7 Ways to Take Better Photos
Point-and-Shoot digital cameras make it easy to do just that. But as you know, that alone doesn’t always make for the kind of mesmerizing photos that cause you to pause in awe and others to beg you for a copy. To boost your chances of creating some striking photography, try experimenting with a combination of a few or all of the techniques below.

1. Let’s Be Candid

Sneak in candid shots when no one is looking. You’ll capture “real” emotions and people just being themselves –sassy, grouchy, thoughtful, or whatever they happen to be in the moment. It’s a nice break from the standard smiley-faced photos people usually pose for.
2. Keep on Snapping
An official White House photographer recently remarked that you’re always haunted by the pictures you didn’t take. Most memory cards hold a staggering amount of photos. For example, a 4GB card can hold in the ballpark of 650 photos at 12MP, so snap away now, and delete the “undesirables” later.
3. Follow the Rule of Thirds
It’s tempting to place people and objects center-frame or “center-stage”, but try to avoid it if you can. Instead, use the “rule of thirds” drawn from generations of landscape painters. Think of your frame like a tic-tac-toe board. Or if your camera is capable, use the grid feature on your LCD screen. Place faces, structures, or other points of interest on or near one of the four points where two lines intersect. Using more than one point can result in a well-balanced composition, but one may be all you need to capture an engaging photo.
4. Don’t Flash Everyone
Nothing kills the moment like a bright flash to the face. Flashes also tend to flatten out images and wash out colors. So when you find yourself in a low light situation like outside in the moonlight or indoors at a dimly lit party, try turning your flash off. An easy way to capture photos in low light is to adjust your ISO to 400 and shoot with soft light sources like candles or moonlight in the foreground or background. You may notice digital “noise” or graininess, but most photos you share online or print are small enough to make it barely noticeable. Either way, your pictures will look more artistic and less like the beginning of an interrogation. You can also see good results from a preset mode like Aperture Priority, Shutter Priority, or Night Scene Mode. Note: these types of shots can get blurry if your camera is not held perfectly still, so use your environment (tabletops, ledges, etc.) or a tripod or monopod for best results.
5. Get Shallow With
Your Depth of Field

You know those cool-looking wedding pictures where a face or a flower is in perfect focus in the foreground and the background fades into blurry oblivion? The simplest way to accomplish this is to select the Portrait Preset.

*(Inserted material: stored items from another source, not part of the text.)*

PR #2049, opened 2023-07-10
mapping: strip PROT_EXEC when possible

bartoldeman:
macOS doesn't like PROT_EXEC on shared memory so to fix this properly, remove it anywhere where possible. We only need it for native and vm86. JIT sets PROT_EXEC on the codegen buffer via dlmalloc; KVM only needs it in the page tables inside the VM, not on the backend memory.

When double checking with native DPMI I found that ROM was marked noexec, so corrected that.

### DIFF
--- a/src/base/init/memcheck.c
+++ b/src/base/init/memcheck.c
@@ -143,7 +143,7 @@ void memcheck_reserve(unsigned char map_char, dosaddr_t addr_start,
         map_char == 'H' || map_char == 'r'));
 
   if (memcheck_is_rom(addr_start)) {
-    mprotect_mapping(MAPPING_LOWMEM, addr_start, size, PROT_READ);
+    mprotect_mapping(MAPPING_LOWMEM, addr_start, size, PROT_READ|PROT_EXEC);
     if (config.cpu_vm == CPUVM_KVM || config.cpu_vm_dpmi == CPUVM_KVM)
       kvm_set_readonly(addr_start, size);
   }
--- a/src/base/lib/mapping/mapping.c
+++ b/src/base/lib/mapping/mapping.c
@@ -227,6 +227,19 @@ static int is_kvm_map(int cap)
   return (!(cap & MAPPING_DPMI));
 }
 
+/* we only need PROT_EXEC for native and vm86, not for emulated execution or
+   KVM backend memory */
+static int prot_strip_exec(int base, int protect)
+{
+#ifdef __i386__
+  if (base == VM86_BASE)
+    return protect;
+#endif
+  if (base == MEM_BASE && config.cpu_vm_dpmi == CPUVM_NATIVE)
+    return protect;
+  return protect & ~PROT_EXEC;
+}
+
 void *alias_mapping_ux(int cap, size_t mapsize, int protect, void *source)
 {
   void *target = (void *)-1;
@@ -251,7 +264,7 @@ int alias_mapping(int cap, dosaddr_t targ, size_t mapsize, int protect, void *so
     if (target == MAP_FAILED)
       continue;
     /* protections on KVM_BASE go via page tables in the VM, not mprotect */
-    prot = i == KVM_BASE ? (PROT_READ|PROT_WRITE|PROT_EXEC) : protect;
+    prot = i == KVM_BASE ? (PROT_READ|PROT_WRITE) : prot_strip_exec(i, protect);
     addr = mappingdriver->alias(cap, target, mapsize, prot, source);
     if (addr == MAP_FAILED)
       return -1;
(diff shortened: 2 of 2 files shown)


stsp:
Can you instead, for example,
always remove it for shm, except
for the vm86_base?
Looks more consistent, and native
DPMI probably doesn't execute in
shm.

bartoldeman:
no I can't.. DPMI certainly executes in SHM memory, setting up LDT entries with a base and limit in the first MB.
Also from a security and minimalism point of view it's better to remove "x" everywhere where possible.

I just tried it just for fun, and the DPMI CPU test blows up very quickly with an error code of 0x15, where the 0x10 is caused by the NX bit, when trying to execute 0xaf:0x222, where 0xaf has a base of 0xc60 and a limit of 0xffff.

stsp:
So am I right that native DPMI is thus
impossible on macos?

stsp:
I mean, if you do it this way, it certainly
is no longer possible.

bartoldeman:
mac (and *bsd) have i386_set_ldt which is similar to modify_ldt, so something may be possible. The principle use case for i386_set_ldt on 64bit Mac is to support 32-bit flat code however, so I have no idea about 16-bit segments.

I haven't found a way to create shared memory with rxw all set though, mprotect refuses to set PROT_READ|PROT_WRITE|PROT_EXEC, unless the mmap is anonymous (shared or private), but shared anon doesn't help since mremap doesn't exist to create aliases.

bartoldeman:
just to clarify:
"I just tried it just for fun, and the DPMI CPU test blows up very quickly with an error code of 0x15, where the 0x10 is caused by the NX bit, when trying to execute 0xaf:0x222, where 0xaf has a base of 0xc60 and a limit of 0xffff."
this was on Linux with native DPMI and PROT_EXEC disabled on SHM.

stsp:
> this was on Linux with native DPMI and PROT_EXEC disabled on SHM.

I understand.
So does this mean native DPMI on mac
is impossible? Because if you say "we can't
drop PROT_EXEC from shm for native DPMI"
and at the same time you say "on mac we need
to drop PROT_EXEС from shm", then
you are effectively saying "native DPMI is not
possible on mac".
So I am trying to understand if this is what you say.

UPDATE: edited comment.

stsp:
> unless the mmap is anonymous (shared or private),

Hmm, doesn't this smell like a noexec mount
on tmpfs? I mean if shared anon mmap works,
then noexec is going to be the only possible
reason, or?

bartoldeman:
I even tried with an executable regular file, no go. I can't see a backend fs for `shm_open()` on Mac.

However, there's another way, like this:
```
#include <stdio.h>
#include <unistd.h>
#include <sys/mman.h>
#include <mach/mach_init.h>
#include <mach/vm_map.h>
#include <mach/mach_vm.h>

int main(void)
{
    mach_vm_address_t destaddr = (vm_address_t) NULL;
    vm_prot_t cur, max;
   
    char *src = mmap(NULL, 8192, PROT_READ|PROT_WRITE|PROT_EXEC, MAP_ANON|MAP_PRIVATE, -1, 0);
    if (src == MAP_FAILED)
        return 1;
    if (mach_vm_remap(mach_task_self(), &destaddr, 4096, 0, VM_FLAGS_ANYWHERE,
                      mach_task_self(), (mach_vm_address_t)(src+4096), FALSE, &cur, &max, VM_INHERIT_NONE)
           != KERN_SUCCESS) 
        return 1;
    char *dest = (char *)destaddr;
    if (mprotect(dest, 4096, PROT_READ|PROT_WRITE|PROT_EXEC))
        return 1;
    src[4096] = 'a';
    printf("src=%p dest=%p *dest=%c\n", src, dest, *dest);

    return 0;
}
```
and prints something like:
`src=0x10ee33000 dest=0x10ee35000 *dest=a`

this is a lot like the now removed mapashm except it can remap private anon memory.
Still it's non-expandable, so for expanding mappings it has to use the memcpy approach.

You mentioned (in c260607189) that made it deficient, but apart from memcpy overhead is there anything that doesn't work with it?

Anyway, Mac could use a new `mapmach.c` with the above technique, which would be orthogonal to the approach in this patch, and could potentially work with native DPMI if it can work at all.

stsp:
Apart from memcpy, freebsd doesnt work
with it. :) If you need it, please revert, but
I think you forgot about a plain mapfile.

stsp:
Ah you already mentioned mapfile...

stsp:
Whats the trick with remapping private
mapping? I dont understand.

stsp:
> but apart from memcpy overhead is there anything that doesn't work with it?

Ah, and of course GPLv2+ license doesn't
work with it, because it is GPLv2.
So at least 3 things do not work
(growing, freebsd, gplv2+).
So I'd much prefer a new code, but
its up to you to decide.

stsp:
So this seems no longer needed.

PR #2050, opened 2023-07-11
mapping: reintroduce mapashm, mainly for use by macOS

bartoldeman:
On macOS there's a way to alias plain private anonymous mappings, using mach_vm_remap, so let's use those. Those can then use RWX protections without issue, unlike file-based shared memory mappings.

This expands on
https://github.com/dosemu2/dosemu2/pull/2049#issuecomment-1630001169

I don't think the old copyright of mapshm.c applies any more, as all nontrivial code was using IPC SHM+mremap() before ea2947aedd, so this can be GPLv2+.

### DIFF
--- a/src/base/lib/mapping/Makefile
+++ b/src/base/lib/mapping/Makefile
@@ -12,7 +12,7 @@ include $(top_builddir)/Makefile.conf
 
 
 #The C files, include files and dependancies here.
-CFILES = mapping.c mapfile.c
+CFILES = mapping.c mapfile.c mapashm.c
 DEPENDS = $(CFILES:.c=.d)
 HFILES =
 
--- a/src/base/lib/mapping/mapashm.c
+++ b/src/base/lib/mapping/mapashm.c
@@ -1,0 +1,141 @@
+/*
+ *  This program is free software; you can redistribute it and/or modify
+ *  it under the terms of the GNU General Public License as published by
+ *  the Free Software Foundation; either version 2 of the License, or
+ *  (at your option) any later version.
+ *
+ *  This program is distributed in the hope that it will be useful,
+ *  but WITHOUT ANY WARRANTY; without even the implied warranty of
+ *  MERCHANTABILITY or FITNESS FOR A PARTICULAR PURPOSE.  See the
+ *  GNU General Public License for more details.
+ *
+ *  You should have received a copy of the GNU General Public License
+ *  along with this program; if not, write to the Free Software
+ *  Foundation, Inc., 59 Temple Place - Suite 330, Boston, MA 02111-1307, USA.
+ */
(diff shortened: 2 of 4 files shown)


src/base/lib/mapping/mapmach.c
```diff
@@ -0,0 +1,123 @@
...
+/* ------------------------------------------------------------ */
+
+static void *alias_mapping_mach(int cap, void *target, size_t mapsize, int protect, void *source)
+{
+  mach_vm_address_t targetaddr;
+  vm_prot_t cur, max;
+  int flags;
+
+  if (target != (void *)-1) {
+    flags = VM_FLAGS_FIXED | VM_FLAGS_OVERWRITE;
```
stsp: Should we support MAPPING_NOOVERLAP here btw?

src/base/lib/mapping/mapmach.c
```diff
@@ -0,0 +1,123 @@
...
+{
+  int fixed = 0;
+
+  Q__printf("MAPPING: alloc, cap=%s, mapsize=%zx\n", cap, mapsize);
+  if (target != (void *)-1)
+    fixed = MAP_FIXED;
+  else
+    target = NULL;
+  return mmap(target, mapsize, PROT_READ | PROT_WRITE,
+    MAP_PRIVATE | MAP_ANONYMOUS | fixed, -1, 0);
```
stsp: But does this work, by any chance,
with MAP_SHARED too? Then perhaps
it can be same as mapashm.

stsp:
> IPC SHM+mremap() before https://github.com/dosemu2/dosemu2/commit
> /ea2947aeddb1777842feffb3f42ab23f827da1f7, so this can be GPLv2+.

Ah so I made it deficient 20 years ago. :)
I bet I didn't know back then that anon shm
can't grow under linux.
Anyway, good that you've found the way
to not revive that code.

src/base/lib/mapping/mapmach.c
bartoldeman: I don't think we need to, it's not supported by mapfile.c either, and not used anywhere for aliases.

src/base/lib/mapping/mapmach.c
bartoldeman: I checked that it worked with MAP_SHARED as well.

So I can make it work with both Linux (mremap) and Mac (mach_vm_remap). That'll be for another day though..

stsp:
As you wish.
Quite optional I think.

bartoldeman:
Done, although obviously memfd will be used by default on non mac where available of course.

stsp:
Thanks!
Seems you even considered the freebsd
portability here.

PR #2051, opened 2023-07-12
semaphores: use Mach semaphores on macOS

bartoldeman:
As macOS doesn't support unnamed semaphores via sem_init, work around those via named semaphores using wrapper functions which call sem_open/sem_close on macOS and sem_init/sem_destroy on other OSes.

### DIFF
--- a/src/include/utilities.h
+++ b/src/include/utilities.h
@@ -106,6 +106,30 @@ FILE *fstream_tee(FILE *orig, FILE *copy);
     pthread_cleanup_pop(0); \
 }
 
+typedef sem_t *pshared_sem_t;
+static inline int pshared_sem_post(pshared_sem_t sem)
+{
+    return sem_post(sem);
+}
+static inline int pshared_sem_wait(pshared_sem_t sem)
+{
+    return sem_wait(sem);
+}
+
+/* macOS doesn't support sem_init(), so use Mach semaphores instead */
+#ifdef __APPLE__
+#include <mach/mach_init.h>
+#include <mach/task.h>
+#include <mach/semaphore.h>
+#undef PAGE_SIZE
+#define PAGE_SIZE 4096
+#define sem_t semaphore_t
+#define sem_init(x,y,z) semaphore_create(mach_task_self(), (x), SYNC_POLICY_FIFO, (z))
+#define sem_post(x) semaphore_signal(*(x))
+#define sem_wait(x) do { if (semaphore_wait(*(x)) == KERN_ABORTED) pthread_exit(NULL); } while(0)
+#define sem_destroy(x) semaphore_destroy(mach_task_self(), *(x))
+#endif
+
 pid_t run_external_command(const char *path, int argc,
         const char **argv,
         int use_stdin, int close_from, int pty_fd);
--- a/src/plugin/fluidsynth/mid_o_flus.c
+++ b/src/plugin/fluidsynth/mid_o_flus.c
@@ -31,8 +31,12 @@
 #include <string.h>
 #include <unistd.h>
 #include <pthread.h>
-#include <semaphore.h>
 #include <fluidsynth.h>
+#ifdef __APPLE__ /* to redefine sem_init() and related functions */
+#include "utilities.h"
+#else
+#include <semaphore.h>
+#endif
 #include "seqbind.h"
 #include "emu.h"
 #include "init.h"
--- a/src/base/misc/utilities.c
+++ b/src/base/misc/utilities.c
@@ -1024,8 +1024,6 @@ static int pts_open(int pty_fd)
     return pts_fd;
 }
 
-typedef sem_t *pshared_sem_t;
-
 static int pshared_sem_init(pshared_sem_t *sem, unsigned int value)
 {
     char sem_name[] = "/dosemu2_psem_%PXXXXXX";
@@ -1086,7 +1084,7 @@ pid_t run_external_command(const char *path, int argc, const char **argv,
 	pts_fd = pts_open(pty_fd);
 	/* Reading master side before slave opened, results in EOF.
 	 * Notify user that reads are now safe. */
-	sem_post(pty_sem);
+	pshared_sem_post(pty_sem);
 	pshared_sem_destroy(&pty_sem);
 	if (pts_fd == -1) {
 	    error("run_unix_command(): open pts failed %s\n", strerror(errno));
@@ -1140,7 +1138,7 @@ pid_t run_external_command(const char *path, int argc, const char **argv,
     }
     sigprocmask(SIG_SETMASK, &oset, NULL);
     /* wait until its safe to read from pty_fd */
-    sem_wait(pty_sem);
+    pshared_sem_wait(pty_sem);
     pshared_sem_destroy(&pty_sem);
     return pid;
 }
--- a/src/plugin/libao/snd_o_ao.c
+++ b/src/plugin/libao/snd_o_ao.c
@@ -40,7 +40,11 @@
 #include <unistd.h>
 #include <ao/ao.h>
 #include <pthread.h>
+#ifdef __APPLE__ /* to redefine sem_init() and related functions */
+#include "utilities.h"
+#else
 #include <semaphore.h>
+#endif
 
 #define aosnd_name "ao"
 #define aosnd_longname "Sound Output: libao"
--- a/src/plugin/munt/munt.c
+++ b/src/plugin/munt/munt.c
@@ -22,10 +22,14 @@
  */
 
 #include <pthread.h>
-#include <semaphore.h>
 #include <string.h>
 #include <limits.h>
 #include <mt32emu/c_interface/c_interface.h>
+#ifdef __APPLE__ /* to redefine sem_init() and related functions */
+#include "utilities.h"
+#else
+#include <semaphore.h>
+#endif
 #include "emu.h"
 #include "init.h"
 #include "timers.h"


stsp:
Ok, this one is really nasty.
Would it be possible to do it differently,
so to not replace all sems with a pointer?
For example you can introduce `emu_sem_t`
which will be `sem_t` for everything but macos,
where it will be `sem_t *`.
Also not sure why it is needed to pass the
name to sem_init(). Please generate the
random name, we have tempname() fn
for that.

bartoldeman:
> Ok, this one is really nasty. Would it be possible to do it differently, so to not replace all sems with a pointer? For example you can introduce `emu_sem_t` which will be `sem_t` for everything but macos, where it will be `sem_t *`. 

if i do that I'll also need wrappers to sem_wait and sem_post (emu_sem_wait and emu_sem_post)?
Or perhaps a `#define` using `typeof` ? Not pretty but could be only for Mac.

stsp:
Yes, I think on mac you can define
sem_wait() to became emu_sem_wait(),
and that way provide the wrappers for all
sem fns, but only for mac.
Maybe even sem_t can be replaced with
emu_sem_t transparently?

bartoldeman:
> Yes, I think on mac you can define sem_wait() to became emu_sem_wait(), and that way provide the wrappers for all sem fns, but only for mac. Maybe even sem_t can be replaced with emu_sem_t transparently?

there's one file `src/base/misc/dos2linux.c` that uses both unnamed and named semaphores, so have to be careful there, can't just `#define` that without using typeof I think.

stsp:
If there is just 1 file that uses named sems,
then I'd rather wrap the named sems separately
(fully: named_sem_t and all fns are wrapped
for all platforms).
Having such changes in just 1 file looks much
more tolerable. And after that, you can just
trick around unnamed sems with the macro
magic.

bartoldeman:
> If there is just 1 file that uses named sems, then I'd rather wrap the named sems separately (fully: named_sem_t and all fns are wrapped for all platforms). Having such changes in just 1 file looks much more tolerable. And after that, you can just trick around unnamed sems with the macro magic.

there are 3 files, `tty_io.c`, `dos2linux.c`, and `utilities.c`. The first two call `run_external_command` in `utilities.c`, which then uses them in `pts_open`. So it's really only one interface.
Perhaps we could make that one file, by having `run_external_command` call `sem_open` instead of the caller?

stsp:
Good idea!
It seems sem_wait() is done in a caller,
but its adjacent to run_external_command()
call, so I have no idea why it was necessary
to have it in a caller.

stsp:
Hi Bart, I added the pshared_sem_t wrapper.
Sem is no longer passed to run_external_command().
Does this help?

bartoldeman:
yes these patches help for sure, thanks! Mac has another interface for unnamed semaphores, `semaphore_create()` but somehow this caused a hang in `vtmr.c` (which for some reason has no `sem_destroy`, but adding it didn't help). I ran out of time after debugging it, a bit too busy with other things this week. But can of course put it in the named semaphores as a Mac workaround after all.

stsp:
> which for some reason has no sem_destroy

It now does, thanks. :)

> but somehow this caused a hang in vtmr.c

I assume you mean some hang on deinit?
As otherwise why would you suspect the
missing sem_destroy().
If so - the semantic of pthread_cancel() should
be double-checked. For example we use
the `cond_wait()` wrapper of pthread_cond_wait(),
but maybe on mac the cancellation of cond
wait is more reasonable than that of pthread?
In that case we can hang on releasing mutex
twice. Or maybe sem_wait() is not a cancellation
point there?

bartoldeman:
what happens on Mac (after exitemu) is that the main thread hangs in `pthread_join()` (not cancel) and the vtmr thread in `semaphore_wait()`. Yes using `pthread_cond_wait()` could be another alternative I think but I haven't tested that.

In any case the named semaphores work without the hang so I rebased and simplified the patch to use your new `pshared_sem_*` functions (had to add wait and post as static inline to avoid macro expanding sem_wait/sem_post inside them).

stsp:
> what happens on Mac (after exitemu) is that the main thread hangs in pthread_join()
> (not cancel) and the vtmr thread in semaphore_wait().

Yes, that's what I mean.
pthread_cancel() itself doesn't need to hang,
but pthread_join() after pthread_cancel() would
hang in the case your semaphore_wait() is not
a cancellation point.
So while I realize using pshared_sem may work,
it would be good to find out that there is really
no cancelable anonymous semaphores on Mac,
in which case we can do what you propose.

There are other possible hacks around.
For example, on mac you can add sem_post()
between pthread_cancel() and pthread_join(),
and after any sem_wait() you can call
pthread_testcancel() (on mac only).

I mean, it would be good to find out that there
is no solution around anonymous sem, before
replacing it with the named one.

> Yes using pthread_cond_wait() could be another alternative I think but I haven't tested that.

What I meant is that currently we use our own
wrapper, "cond_wait()" (see utilities.h).
This is because canceled pthread_cond_wait()
doesn't release the semaphore!
And I suspected on Mac it probably does
(because its sane), which would also lead
to the problems.

stsp:
Btw, what if you do sem_destroy() between
pthread_cancel() and pthread_join()?
Maybe that will prevent the wait on a sem?

bartoldeman:
`pthread_testcancel()` was indeed what was needed, which makes sense since it's implied by `sem_wait()` but not `semaphore_wait()`.

So now changed to use Mach semaphores, and no more hangs.

src/include/utilities.h
```diff
@@ -106,6 +106,30 @@ FILE *fstream_tee(FILE *orig, FILE *copy);
     pthread_cleanup_pop(0); \
 }
 
+typedef sem_t *pshared_sem_t;
+static inline int pshared_sem_post(sem_t *sem)
```
stsp: pshared_sem_t would make more sense.

src/plugin/fluidsynth/mid_o_flus.c
```diff
@@ -37,6 +37,7 @@
 #include "emu.h"
 #include "init.h"
 #include "timers.h"
+#include "utilities.h"
```
stsp: Maybe with ifdef apple?

src/include/utilities.h
```diff
@@ -106,6 +106,30 @@ FILE *fstream_tee(FILE *orig, FILE *copy);
...
+#ifdef __APPLE__
+#include <mach/mach_init.h>
+#include <mach/task.h>
+#include <mach/semaphore.h>
+#undef PAGE_SIZE
+#define PAGE_SIZE 4096
+#define sem_t semaphore_t
+#define sem_init(x,y,z) semaphore_create(mach_task_self(), x, SYNC_POLICY_FIFO, z)
+#define sem_post(x) semaphore_signal(*(x))
+#define sem_wait(x) do {semaphore_wait(*(x)); pthread_testcancel();} while(0)
```
stsp: I don't understand the trick here.
If semaphore_wait() is not cancelable,
then how would pthread_testcancel()
ever help?

stsp: Maybe semaphore_wait() returns something
that you need to check?

src/plugin/fluidsynth/mid_o_flus.c
bartoldeman: ok will do

src/include/utilities.h
bartoldeman: ok will do

src/include/utilities.h
bartoldeman: according to `man pthread_testcancel` on mac:

```
   Cancellation Points
     Cancellation points will occur when a thread is executing the following functions: accept(), aio_suspend(), close(), connect(), creat(), fcntl(),
     fsync(), lockf(), msgrcv(), msgsnd(), msync(), nanosleep(), open(), pause(), poll(), pread(), pselect(), pthread_cond_timedwait(),
     pthread_cond_wait(), pthread_join(), pthread_testcancel(), pwrite(), read(), readv(), recv(), recvfrom(), recvmsg(), select(), sem_wait(), send(),
     sendmsg(), sendto(), sigpause(), sigsuspend(), sigwait(), sleep(), system(), tcdrain(), usleep(), wait(), waitpid(), write(), writev().
```
so I interpreted that as with semaphore_wait, unlike with sem_wait there is no cancellation point and in my testing the thread did exit semaphore_wait but then just continued in the loop without exiting, so it entered semaphore_wait again.

But, and I need to check the timing of that... `semaphore_destroy` will cause `semaphore_wait` to exit (see http://web.mit.edu/darwin/src/modules/xnu/osfmk/man/semaphore_destroy.html)
Then the thread calls `pthread_testcancel` and will exit because the thread was cancelled.

bartoldeman: so yes, if semaphore_wait returns something when the semaphore is destroyed it can be checked.
I'll try and figure it out.

stsp: It should return something on cancel as
well, after which you might be able to call
pthread_exit().

bartoldeman: yes indeed it returns KERN_ABORTED on cancel (http://web.mit.edu/darwin/src/modules/xnu/osfmk/man/semaphore_wait.html), so it's sufficient to check for that

src/include/utilities.h
```diff
@@ -106,6 +106,30 @@ FILE *fstream_tee(FILE *orig, FILE *copy);
...
+{
+    return sem_wait(sem);
+}
+
+/* macOS doesn't support sem_init(), so use Mach semaphores instead */
+#ifdef __APPLE__
+#include <mach/mach_init.h>
+#include <mach/task.h>
+#include <mach/semaphore.h>
+#undef PAGE_SIZE
```
stsp, line 124: Maybe ifndef?

bartoldeman: not sure how? The problem here is that mach headers redefine PAGE_SIZE to
```#define PAGE_SIZE               vm_page_size```
and dosemu assumes PAGE_SIZE is constant.

Comment (stsp) [reply src/include/utilities.h:124]: What is vm_page_size?
Still looks constant to me, or it would
be `vm_page_size()` instead?

Comment (bartoldeman) [reply src/include/utilities.h:124]: it's an extern variable:
`extern  vm_size_t       vm_page_size;`

Comment (bartoldeman) [reply src/include/utilities.h:124]:
```
mapping.c:92:23: error: variable length array declaration not allowed at file scope
static unsigned char *lowmem_aliasmap[ALIAS_SIZE/PAGE_SIZE];
                      ^               ~~~~~~~~~~~~~~~~~~~~
```

Comment (stsp) [reply src/include/utilities.h:124]: We have this in cpu.h:
```
#ifndef PAGE_SIZE
#define PAGE_SIZE       4096
#endif
```
Maybe just prepend that with
```
#ifdef __APPLE__
#undef PAGE_SIZE
#endif
```
?

bartoldeman: that doesn't make the error go away in mapping.c: cpu.h is often included via emu.h before utilities.h. utilities.h then overwrites PAGE_SIZE via the mach headers.

stsp: So mach header also do stray `#undef`?
How nasty.

stsp:
Thanks!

It creates a shallow depth of field (DOF), which isolates the area in which your subject remains in focus. Move in close, so your subject fills a good portion of the frame. (Note: the further your subject is from the background, the blurrier the background becomes.) Then, focus on your subject (holding the shutter button half-way down until you hear a beep or see a green light) and snap. If you’re familiar with the manual settings, try lowering your f-stop to f2 or f4 for the same “time stopping” effect.
6. Burst into Action
When things are happening fast (people and objects in motion) or when you want to have more than one shot to choose from, set your camera to Burst Mode or Continuous Mode. It snaps off a series of quick photos in a few seconds, increasing your chances of capturing that perfect shot. Some cameras compromise picture resolution for speed, but the Panasonic Lumix DMC-ZS7 can capture 2.3 frames per second in full resolution and has a High-Speed Burst Mode that can snap up to approximately 10 frames per second –most impressive.
7. Change Your Perspective
One of the easiest ways to add flair to your photos is to shoot from multiple angles. Don’t be afraid to experiment. Climb up some stairs, lie on the ground, or simply stand up on your couch (take those shoes off) and start snapping. The dimensions it creates are more than just physical and may pleasantly surprise you.